> If it is not good for development it is not good for production because ideall...

FooBarWidget · 2024-07-14T06:17:14.000000Z

Some customers of an internal Kubernetes platform complain that their pods keep getting evicted because their nodes keep running out of disk space. The platform's maintainers' first instinct was that customers' pods should not write to ephemeral storage, e.g., should not write to log files on the filesystem unless mounted from external storage. But that turns out not to be the case: customers' pods did not write anything to disk at all. So why were nodes running out of disk space? Prometheus metrics show which partitions use how much disk space but cannot go into more detail. The team wanted to inspect the node's filesystem to figure out what exactly is using so much disk space. The first thing they tried is to run a management pod that contains standard tools such as 'df' and that mounts the host's filesystem. Unfortunately the act of scheduling a pod on that node causes it to experience disk pressure, and so the management pod gets evicted.

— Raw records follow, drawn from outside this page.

PR #1133, opened 2021-05-30
Add dropdown menu for JDL docs

iconben:
Current documents of JDL are not indexed in aside menu. This PR is to add dropdown menus under JDL so that navigation to JDL docs could be easier.

The pages that dropdown menus linked to are already existing pages, so nothing new, just links.

### DIFF
--- a/_layouts/default.html
+++ b/_layouts/default.html
@@ -215,10 +215,26 @@
                                     </div>
                                 </div>
                             </li>
-                            <li {% if '/jdl/' == page.url %}class="active" {% endif %}><a href="{{ site.url }}/jdl/"><span class="icon fa fa-fw fa-star"></span><span class="title">JDL</span></a></li>
                             <li class="panel panel-default dropdown">
-                                <a data-toggle="collapse" href="#dropdown-5"><span class="icon fa fa-fw fa-sitemap"></span><span class="title">Microservices</span></a>
-                                <div id="dropdown-5" class="panel-collapse collapse">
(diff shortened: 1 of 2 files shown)


_layouts/default.html
```diff
@@ -215,10 +215,26 @@
...
                             </li>
-                            <li {% if '/jdl/' == page.url %}class="active" {% endif %}><a href="{{ site.url }}/jdl/"><span class="icon fa fa-fw fa-star"></span><span class="title">JDL</span></a></li>
                             <li class="panel panel-default dropdown">
-                                <a data-toggle="collapse" href="#dropdown-5"><span class="icon fa fa-fw fa-sitemap"></span><span class="title">Microservices</span></a>
-                                <div id="dropdown-5" class="panel-collapse collapse">
+                                <a data-toggle="collapse" href="#dropdown-5"><span class="icon fa fa-fw fa-star"></span><span class="title">JDL</span></a>
+                                <div id="dropdown-5" class="panel-collapse collapse" style="height: 0px;">
+                                    <div class="panel-body">
+                                        <ul class="nav navbar-nav">
+                                            <li {% if '/jdl/intro' == page.url %}class="active" {% endif %}><a href="{{ site.url }}/jdl/intro"><i class="fa fa-fw fa-star"></i>Overview</a></li>
```
gmarziou, line 223: Rather than repeating same conditional construct, maybe you could use Jekyll includes with 3 params: page url, icon and text.

See https://jekyllrb.com/docs/includes/

iconben: It's good idea, thanks! Currently menu of other chapters are all in such straight plain html,  shall we merge this first and refactor later?

gmarziou: Sure.

PR #513, opened 2024-03-22
setup-homebrew: support stable brew

cho-m:
Want to add a job to `homebrew/core` to check tap_syntax on stable tag.

Currently, we need to manually keep track of this to avoid accidentally introducing errors to users on stable tags.


MikeMcQuaid (approved):
Makes sense, thanks again @cho-m!

I wonder if this should be default outside the Homebrew org 🤔

PR #538, opened 2024-05-17
setup-homebrew: handle stable on stable Docker images

Bo98:
* Don't assume `origin/HEAD` exists
* Don't checkout master first for stable - we don't support downgrades.


MikeMcQuaid (approved):
Makes sense, thanks @Bo98!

So, being dogmatic about "the host should not have any tools installed" is good and all, but how do you debug this scenario without tools on the host?

We eventually figured it out. By logging into the host OS and using the shell tools there.

yjftsjthsd-h · 2024-07-15T04:03:13.000000Z

> So, being dogmatic about "the host should not have any tools installed" is good and all

Less dogma, more the lived experience that letting people log into hosts ends badly. Though I grant there's a cost/benefit both ways and perhaps there could be edge cases.

> but how do you debug this scenario without tools on the host?

Cordon the node, evict any one pod to free up just enough room, and then schedule your debug pod with a toleration so it ignores the error condition? I confess I've never had to do this but it seems workable.

sierra1011 · 2024-07-14T06:32:25.000000Z

Sounds a lot like the host OS is generic instead of container-focused, which could be part of the problem.

What was the cause/solution? Images too big?

FooBarWidget · 2024-07-14T16:43:12.000000Z

Actually, no, the host OS was Amazon BottleRocket, a specifically container-focused OS.

The cause was indeed images being too big. Images — not only the raw images, but also their extracted contents on the filesystem — count towards ephemeral storage too. In their case they can't even control the size of the images because those are supplied by a vendor.

The solution was to increase the node's disk space.

sierra1011 · 2024-07-14T18:34:34.000000Z

Interesting, I use Bottlerocket on my work clusters too. I think we had issues like this using some ridiculous data tool images that take up gigabytes, so we just upped the EBS size. Easily done.

breadwinner · 2024-07-14T06:08:47.000000Z

Is Talos for running inside pods, or running on the node. It is not immediately clear from the website.

sierra1011 · 2024-07-14T06:21:20.000000Z

"Talos: Secure, immutable, and minimal Linux OS for running Kubernetes"

I guess we'll never know...

But in truth it's for running on hosts.